The authors divide their book into three sections, each addressing an important aspect of the South’s military tactics during the Civil War.  First, they briefly examine “What Happened,” and put forth many compelling casualty statistics showing the near-annihilation of the Confederate Army.  They then compare them to equivalent Federal statistics, revealing a striking disparity of Confederate casualties when compared to their Northern counterparts.  These statistics also demonstrate the disparate numbers in manpower available to each side, and emphasize the South’s disadvantage.  The second section, “How it Happened” discusses in detail the numerous examples of battles wherein Southern offensive tactics faced off with Northern defensive tactics, complete with analysis of the results.  A key factor in the success of the North’s often-defensive positions was its use of the technologically nascent rifle, which produced much more efficient firepower and range than its less-effective predecessor, the smoothbore musket.  The authors emphasize the impact of the successful offensive tactics used in the Mexican American War of 1846-1848 on the Southerners (and some Northerners) who survived it to participate in the Civil War a little over a decade later.  While the aggressive tactics utilized in the 1840s went hand in hand with the arcadian technology of the day, the onset of the rifle age, ushered in during the 1860s and adopted by the Federal army, rendered  the Confederates’ rigid formations and charges opportunities for gross Rebel slaughter. 
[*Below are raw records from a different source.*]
PR #36413, opened 2026-05-05
console: maintained objects freshness diagnosis

leedqin:
### Motivation
Freshness graphs for maintained objects that show the critical path of lag from upstream dependencies on that object. Critical path is shown as a DAG. Fixes [CNS-52](https://linear.app/materializeinc/issue/CNS-52/objects-freshness-visualizations) 

### Description

A user can pick the a point in time in Freshness graph to see the critical path of objects and their respective lag and a table of immediate upstream dependencies. The lookback window on table corresponds to the lookback window in the freshness graph as well to let the user look at freshness few hours back or few minutes back. In that window, they can look at the critical path at a point in time on freshness graph. Design for the DAG: https://dependency-timeline-mz.lovable.app/

I didn't follow this pixel perfect but used the color schemes for the nodes. Since it's really hard to pinpoint to one particular object that it is causing the delay. 

### Different UI scenarios
* Objects with healthy freshness around 2 seconds

https://github.com/user-attachments/assets/e8669359-fd93-4859-984d-b28f53320c23

* Objects with a delay from source at a particular timestamp
image

* Showing delay being introduced  in the critical chain from sources (hence marked red). If a node is yellow then that means (it's lag is > 2s, it's self delay is less than the max self delay in the chain i.e the lag is inherited from the parent). Showing delay being introduced from the sources and the children inheriting them. 

https://github.com/user-attachments/assets/72119b6b-bf77-4f7a-90a0-cde409227f9e

* Self delay of an object
image

*Cluster metrics for the object at a timestamp
image

* Breadcrumbs
image

###  Tips For Reviewer
- All the changes in this PR are post `Freshness Chart` commit. I have broken down most changes by commit so they can be reviewed on their own.

The most review intensive commits are:

- `CriticalPathQuery`:
This is a recursive sql query to trace the chain for the object's backward to determine "what makes the object slow", returning every edge along the chain plus the immediate off-path siblings of each chain node so the UI can show both the spine and what else feeds into it.

- `Critical path DAG`:
This commit deals with transforming the results from the query into a renderable DAG. I would review the files in this order:
- `criticalPathRenderable.ts` has a helper function `buildGraphView` (at the bottom of the file, would recommend reading from here) that takes all the other helpers to return the nodes and edges needed for the graph.  Here is the flow how buildGraphView works 
```
┌─────────────────────────────────────────────────────────┐
│                                                            │
│  ─ CriticalPathData.rows  ← useCriticalPath() query      │
│  ─ probe (MaintainedObjectListItem)                      │
│  ─ visibleDepth           ← React state                  │
│  ─ expandedBottleneckId   ← React state                  │
└───────────────────────────┬─────────────────────────────┘
                            │
                            ▼
┌─────────────────────────────────────────────────────────┐
│  buildGraphView                             │
│                                                          │
│  ┌────────────────────────────────────────────────────┐ │
│  │ STEP 1 — pick the chain                             │ │
│  │ ────────────────────────────────────────────────── │ │
│  │ helper: buildChainMaps                              │ │
│  │   ↳ nodeById             (id → row metadata)        │ │
│  │   ↳ chainParentsByChild  (child → bottleneck dads)  │ │
│  │   ↳ depthById            (BFS hops from probe)      │ │
│  │                                                     │ │
│  │ filter depthById ≤ visibleDepth                     │ │
│  │   ↳ visibleChainIds                                 │ │
│  │   ↳ hiddenChainCount     (drives "Show N more")    │ │
│  └────────────────────────────────────────────────────┘ │
│                            │                             │
│                            ▼                             │
│  ┌────────────────────────────────────────────────────┐ │
│  │ STEP 2 — classify each node                         │ │
│  │ ────────────────────────────────────────────────── │ │
│  │ helper: findPrimaryBottleneck                       │ │
│  │   ↳ primaryId  (chain node w/ largest self-delay)   │ │
│  │ helper: computeOffPathCounts                        │ │
│  │   ↳ offPathCountById  (drives "+N off-path" chip)   │ │
│  │ helper: classifyNode  (called per node)             │ │
│  │   ↳ kind = healthy | primary | upstream             │ │
│  │                                                     │ │
│  │ assemble: probeNode + chainNodes (RenderableNode[]) │ │
│  │ assemble: chainEdges (filtered CriticalPathRow[])   │ │
│  └────────────────────────────────────────────────────┘ │
│                            │                             │
│                            ▼                             │
│  ┌────────────────────────────────────────────────────┐ │
│  │ STEP 3 — extend the node to show it's offPath siblings    │ │
│  │ ────────────────────────────────────────────────── │ │
│  │ if expandedBottleneckId is set AND visible:         │ │
│  │   ↳ look up its downstream child                    │ │
│  │   ↳ pull rows where childId === that & !bottleneck  │ │
│  │   ↳ splice in as offPath nodes + dashed edges       │ │
│  │ else: skip (chain-only result)                      │ │
│  └────────────────────────────────────────────────────┘ │
└───────────────────────────┬─────────────────────────────┘
                            │
                            ▼
┌─────────────────────────────────────────────────────────┐
│  OUTPUT: GraphView                                       │
│  ─ nodes: RenderableNode[]   (probe + chain + offPath)   │
│  ─ edges: CriticalPathRow[]  (chain + offPath edges)     │
│  ─ hiddenChainCount                                      │
└───────────────────────────┬─────────────────────────────┘
                            │
                            ▼
┌─────────────────────────────────────────────────────────┐
│  CriticalPathGraph  (component, wires render)            │
│  ─ useDagreGraph(nodes, edges)  → x/y positions          │
│  ─ <CriticalPathGraphNode>      per node                 │
│  ─ <CriticalPathEdgeLine>       per edge (dashed=offPath)│
│  ─ "Show N more upstream" button + "N off-path" link     │
└───────────────────────────┬─────────────────────────────┘
                            │ user clicks
                            ▼
┌─────────────────────────────────────────────────────────┐
│  React state setters                                     │
│  ─ "Show N more"  → setVisibleDepth(Infinity)            │
│  ─ "N off-path"   → setExpandedBottleneckId(node.id)     │
└───────────────────────────┬─────────────────────────────┘
                            │
                            └──► re-render → buildGraphView runs again

```

* `Freshness breakdown chip` :  If there is a self lag of an object then it highlights that on the graph
* Cluster metrics: we needed to show cluster metrics so reused some infrastructure from replicaUtilizationHistory to show cluster metrics for the object as a point in time
* Added a breadcrumbs component: If a user is looking at the DAG, then needs to drilldown and look at their journey breadcrumbs help navigate that. Since it is navigating to a different page, so it was a little hacky to showcase that journey.

### DIFF
--- a/console/src/api/materialize/maintained-objects/criticalPath.test.sql.ts
+++ b/console/src/api/materialize/maintained-objects/criticalPath.test.sql.ts
@@ -1,0 +1,242 @@
+// Copyright Materialize, Inc. and contributors. All rights reserved.
+//
+// Use of this software is governed by the Business Source License
+// included in the LICENSE file.
+//
+// As of the Change Date specified in that file, in accordance with
+// the Business Source License, use of this software will be governed
+// by the Apache License, Version 2.0.
+
+import {
+  executeSqlHttp,
+  QUICKSTART_CLUSTER,
+} from "~/test/sql/materializeSqlClient";
+import { testdrive } from "~/test/sql/mzcompose";
+
+import { SEARCH_PATH } from "../executeSql";
+import { buildCriticalPathLiveQuery, CriticalPathRow } from "./criticalPath";
+
+/** Creates the test catalog tables that the query reads from. */
+const seedCatalogSql = (testSchema: string) => `
+      > DROP SCHEMA IF EXISTS ${testSchema} CASCADE;
+      > CREATE SCHEMA ${testSchema};
+      > CREATE TABLE ${testSchema}.mz_materialization_dependencies (
+          object_id TEXT NOT NULL,
+          dependency_id TEXT NOT NULL
+        );
+      > CREATE TABLE ${testSchema}.mz_wallclock_global_lag_recent_history (
+          object_id TEXT NOT NULL,
+          lag INTERVAL,
+          occurred_at TIMESTAMP
+        );
+      > CREATE TABLE ${testSchema}.mz_object_dependencies (
+          object_id TEXT NOT NULL,
+          referenced_object_id TEXT NOT NULL
+        );
+      > CREATE TABLE ${testSchema}.mz_objects (
+          id TEXT NOT NULL,
+          type TEXT,
+          cluster_id TEXT
+        );
+      > CREATE TABLE ${testSchema}.mz_object_fully_qualified_names (
+          id TEXT NOT NULL,
+          name TEXT,
+          schema_name TEXT,
+          database_name TEXT
+        );
+      > CREATE TABLE ${testSchema}.mz_clusters (
+          id TEXT NOT NULL,
+          name TEXT
+        );
+      > CREATE TABLE ${testSchema}.mz_sources (
+          id TEXT NOT NULL,
+          type TEXT
+        );`;
+
+// Bucket size large enough that all seed rows in the same `now()` second land
+// in one bucket — the probe-peak snapshot returns every object's lag from
+// that bucket.
+const TEST_BUCKET_MS = 60 * 60 * 1000;
+
+const runQuery = async (
+  testSchema: string,
+  probeId: string,
+  lookbackMinutes = 60,
+) => {
+  const compiled = buildCriticalPathLiveQuery(
+    probeId,
+    lookbackMinutes,
+    TEST_BUCKET_MS,
+  );
+  const result = await executeSqlHttp(compiled, {
+    sessionVariables: {
+      cluster: QUICKSTART_CLUSTER,
+      search_path: `${testSchema}, ${SEARCH_PATH}`,
+    },
+  });
+  return result.rows as CriticalPathRow[];
+};
+
+describe("buildCriticalPathLiveQuery", () => {
+  /**
+   * Linear chain — probe at u3, two upstream hops back to source u1.
+   *
+   *                ┌──────────────────┐
+   *                │   u1  src · 2s   │  source
+   *                └────────┬─────────┘
+   *                         │
+   *                         ▼
+   *                ┌──────────────────┐
+   *                │   u2  mid · 5s   │
+   *                └────────┬─────────┘
+   *                         │
+   *                         ▼
+   *                ┌──────────────────┐
+   *                │  u3  probe · 8s  │  ← queried object
+   *                └──────────────────┘
+   *
+   * Expectation: two chain edges (u1→u2 and u2→u3), both isBottleneck=true,
+   * each row carrying its own lag and full metadata.
+   */
+  it("walks a linear chain back to the source", async () => {
+    const testSchema = "test_critical_path";
+
+    await testdrive(`${seedCatalogSql(testSchema)}
+      > INSERT INTO ${testSchema}.mz_materialization_dependencies VALUES
+          ('u3', 'u2'),
+          ('u2', 'u1');
+      > INSERT INTO ${testSchema}.mz_wallclock_global_lag_recent_history VALUES
+          ('u1', INTERVAL '2 SECONDS', now()),
+          ('u2', INTERVAL '5 SECONDS', now()),
+          ('u3', INTERVAL '8 SECONDS', now());
+      > INSERT INTO ${testSchema}.mz_objects VALUES
+          ('u1', 'source', 'c1'),
+          ('u2', 'materialized-view', 'c1'),
+          ('u3', 'materialized-view', 'c1');
+      > INSERT INTO ${testSchema}.mz_object_fully_qualified_names VALUES
+          ('u1', 'src', 'public', 'mz'),
+          ('u2', 'mid', 'public', 'mz'),
+          ('u3', 'probe', 'public', 'mz');
+      > INSERT INTO ${testSchema}.mz_clusters VALUES ('c1', 'compute');
+    `);
+
+    const rows = (await runQuery(testSchema, "u3")).sort((a, b) =>
+      a.id.localeCompare(b.id),
+    );
+
+    expect(rows).toHaveLength(2);
+    expect(rows[0]).toMatchObject({
+      id: "u1",
+      childId: "u2",
+      name: "src",
+      objectType: "source",
+      clusterName: "compute",
+      isBottleneck: true,
+      parentSourceId: null,
+    });
+    expect(rows[0].lag?.toPostgres()).toBe("2 seconds");
+    expect(rows[1]).toMatchObject({
+      id: "u2",
+      childId: "u3",
+      name: "mid",
+      objectType: "materialized-view",
+      isBottleneck: true,
+    });
+    expect(rows[1].lag?.toPostgres()).toBe("5 seconds");
+  });
+
+  /**
+   * Tied bottlenecks — three sources all at 4s feeding the probe.
+   *
+   *      ┌────────┐  ┌────────┐  ┌────────┐
+   *      │ u1·4s  │  │ u2·4s  │  │ u3·4s  │  all tied
+   *      └────┬───┘  └────┬───┘  └────┬───┘
+   *           │           │           │
+   *           └───────────┼───────────┘
+   *                       ▼
+   *             ┌──────────────────┐
+   *             │  u9  probe · 5s  │
+   *             └──────────────────┘
+   *
+   * Expectation: all three rows have isBottleneck=true. No arbitrary
+   * tie-breaking — every input that ties for max lag stays on the chain.
+   */
+  it("flags every input tied for max lag as a chain bottleneck", async () => {
+    const testSchema = "test_critical_path";
+
+    await testdrive(`${seedCatalogSql(testSchema)}
+      > INSERT INTO ${testSchema}.mz_materialization_dependencies VALUES
+          ('u9', 'u1'),
+          ('u9', 'u2'),
+          ('u9', 'u3');
+      > INSERT INTO ${testSchema}.mz_wallclock_global_lag_recent_history VALUES
+          ('u1', INTERVAL '4 SECONDS', now()),
+          ('u2', INTERVAL '4 SECONDS', now()),
+          ('u3', INTERVAL '4 SECONDS', now()),
+          ('u9', INTERVAL '5 SECONDS', now());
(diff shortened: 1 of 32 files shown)


SangJunBak:
Didn't realize this before but we should change the commit messages to follow this guide 

https://github.com/MaterializeInc/materialize/blob/main/doc/developer/guide-changes.md#change-descriptions

i.e. have them imperative and more descriptive than "addressed feedback"

leedqin:
> 

> Didn't realize this before but we should change the commit messages to follow this guide
> 
> https://github.com/MaterializeInc/materialize/blob/main/doc/developer/guide-changes.md#change-descriptions
> 
> i.e. have them imperative and more descriptive than "addressed feedback"

I will update the commits to follow these guidelines. also updated the description in the Tips For Reviewers and the PR description with couple other commits that I added

console/src/components/FreshnessGraph/FreshnessGraph.tsx
```diff
@@ -63,6 +65,11 @@ export type FreshnessGraphProps = {
     lineData: GraphLineSeries;
   }) => React.ReactNode;
   maxTooltipLines?: number;
+  /** Fires as the cursor scrubs across the graph. Debounced (150ms). */
+  onPointSelect?: (timestamp: number | null) => void;
+  onPointLock?: (timestamp: number | null) => void;
```
SangJunBak: Not sure how I feel about the words "Select" and "Lock" given "Select" can be conflated with the `select` DOM event. Why not keep parity with the traditional DOM events like `onPointMove` and `onClick`?

console/src/api/materialize/maintained-objects/criticalPath.ts
```diff
@@ -0,0 +1,239 @@
...
+    objectId,
+    perObjectLagCtePMaxInWindow(lookbackMinutes),
+  );
+
+/**
+ * Compiles the critical-path query for the user's selected `timestamp`. Each
+ * upstream's lag is read from the bucket aligned to that timestamp, so the
+ * chain values match what the freshness chart drew at that point.
+ */
+export const buildCriticalPathAtTimeQuery = (
```
jubrad, line 242: we have a test for `buildCriticalPathPMaxInWindowQuery`, it might also be nice to have a test for `buildCriticalPathAtTimeQuery`

console/src/api/materialize/maintained-objects/criticalPath.test.sql.ts
```diff
@@ -0,0 +1,236 @@
...
+   *           │           │           │
+   *           └───────────┼───────────┘
+   *                       ▼
+   *             ┌──────────────────┐
+   *             │  u9  probe · 5s  │
+   *             └──────────────────┘
+   *
+   * Expectation: all three rows have isBottleneck=true. No arbitrary
+   * tie-breaking — every input that ties for max lag stays on the chain.
+   */
```
jubrad, line 163: One thing to think about here in the critical path is the set of nodes with edges that have 0 slack (the time you can give up before impacting the overall duration), I think showing just the critical path is a bit of a weak story that is likely to lead to whack-a-mole rather than a full understanding of bottle necks. Don't worry about this for now, it was a design decision and we're not changing it here.

console/src/components/FreshnessGraph/FreshnessGraph.tsx
```diff
@@ -354,14 +372,59 @@ const FreshnessGraphInner = (
         ))}
         <GraphEventOverlay
           {...graphEventOverlayProps}
+          style={{
+            cursor: props.onPointLock
+              ? props.isLocked
+                ? "pointer"
+                : "crosshair"
+              : "default",
+          }}
```
SangJunBak: i feel like rather than deciding styling on callback methods, maybe we should decide on separate the two and create like a `variant` prop instead?

console/src/platform/maintained-objects/queries.ts
```diff
@@ -204,3 +211,35 @@ export function useObjectSourceStatistics(sourceId: string) {
...
+  [
+    ...buildRegionQueryKey("maintainedObjects"),
+    buildQueryKeyPart("freshnessHistory", { objectId, lookbackMs }),
+  ] as const;
+
+export function useObjectFreshnessHistory({
+  objectId,
+  lookbackMs,
+}: {
+  objectId: string | undefined;
```
SangJunBak: Why is objectId nullable here? Usage of this hook shows me that it's always defined

console/src/utils/graph.ts
```diff
@@ -24,6 +24,25 @@ export function niceTicks(start: number, stop: number, desiredCount: number) {
   return ticks(niceStart, niceStop, desiredCount);
 }
 
+/** Map a pointer event to its cursor timestamp in ms, or null if outside `[startTime, endTime]`. */
+export function eventToTimestamp({
```
SangJunBak, line 28: i wonder if we should return null or simply just clamp it to both bounds?

console/src/platform/maintained-objects/freshnessHistory.ts
```diff
@@ -0,0 +1,104 @@
...
+
+export interface ObjectFreshnessHistory {
+  historicalData: DataPoint[];
+  lines: GraphLineSeries[];
+  bucketSizeMs: number;
+  startTime: number;
+  endTime: number;
+}
+
+export const buildObjectFreshnessHistory = (
```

Perhaps the most controversial section of the book is the final portion, which purports to explain, “Why it Happened,” or why the Confederates perpetuated failing tactics.  The authors reasonably claim that many officers had “learned the wrong lessons” from their past experiences—whether they be from success in the Mexican-American War, their professors at West Point, or the books they read (p. 144).  While the authors’ argument here proves convincing, their reasons explaining why the Southerners never learned from their oft-failed assault tactics during the Civil War is less compelling.  McWhiney and Jamieson conclude that Southern aggressiveness can be traced back to their belligerent Celtic heritage—which, when placed in opposition to the North’s disciplined Anglo-Saxon heritage, produced a “cultural dichotomy” that “explains why the war was fought the way it was” (p. 178).  The cool-headed North was able to entice the emotional South to attack them in defensible positions because Southerners were predisposed to war mongering and saw glory only in overt attack. 

While Attack and Die perhaps will not appeal to all readers, its controversial arguments are at minimum thought provoking and intriguing.  The book is well documented (the pages are littered with invaluable footnotes) and supplies an excellent history of military tactics from the late 1840s through the Civil War.  In addition, it provides numerous valuable tables and statistics that elucidate the authors’ points.  Civil War enthusiasts and lay readers as well as scholars will benefit from Grady McWhiney and Perry Jamieson’s unique approach to the outcome of the Civil War.